The provisions for precise placement of all elements involved in the various phases of diagnosis, pre- and post-excision treatments, as well as the excision itself, according to embodiments, are significant. The ability to achieve precise, total removal of abnormal tissues must be made available to operators of a wide variety of experience and skill levels in order to maximize the impact of new technology. Accordingly, experience with excisional biopsies has shown that one of the most difficult steps to achieve is identification of the deep, posterior margins of a lesion, as well as the ability to position a cutting instrument a consistent distance away from this critical border. According to embodiments, that step may be performed with the introducer assembly 11 in its maximum visibility, minimal cross-section configuration. Other significant features of embodiments include the capability of interrupting specific stages in the procedure. According to embodiments, the helical cutting system may be used in a variety of ways to maximize cutting efficiency and deliver a variety of elements such as local anesthetics, pro-coagulants, hemostatic agents, and others. Thermal damage in collateral tissues may be minimized as well as in the retrieved abnormal tissues. As a result, the amount of thermal killing effect may be controlled in a far more precise and consistent manner.

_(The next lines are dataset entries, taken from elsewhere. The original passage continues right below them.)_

PR #362, opened 2026-08-13
Document Provider

echarles:
Renames provider to document_provider, so that the name says what the option actually selects.

It only ever chose where the notebook documents live — jupyter for the collaboration API of a Jupyter Server, datalayer for the Datalayer spacer. Where the code runs is a separate choice, made with --sandbox-variant. The old name, and its help text, suggested one option governed both.

Nothing breaks in 1.3.2
The former names are deprecated, not removed. --provider is still accepted as an alias, PROVIDER is still read, and a /connect payload carrying "provider" is still understood. Migrate when convenient.

Who Should Migrate
End users passing --provider or setting PROVIDER, which in practice means anyone pointing the server at Datalayer-hosted documents.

The helical cutting elements may also apply gentle, predictable traction on excisional device 10, augmenting placement and stabilization during introduction and/or excision. Additionally, the helical action can augment the vacuum and removal of liquids, gasses and heat, during cutting, that is optimized by its design, and which also enables constant cleaning/wiping action of coagulum and other tissue elements which may progressively lead to decreased cutting efficiency. As a result, the collected specimen is least likely to be disrupted architecturally, thermally and/or in orientation. Advantageously, embodiments enable the clinician/operator to preselect a pathway, and to precisely place introducer base element 11 in correct position for subsequent operations, easing correlation of image abnormality and histopathological analysis.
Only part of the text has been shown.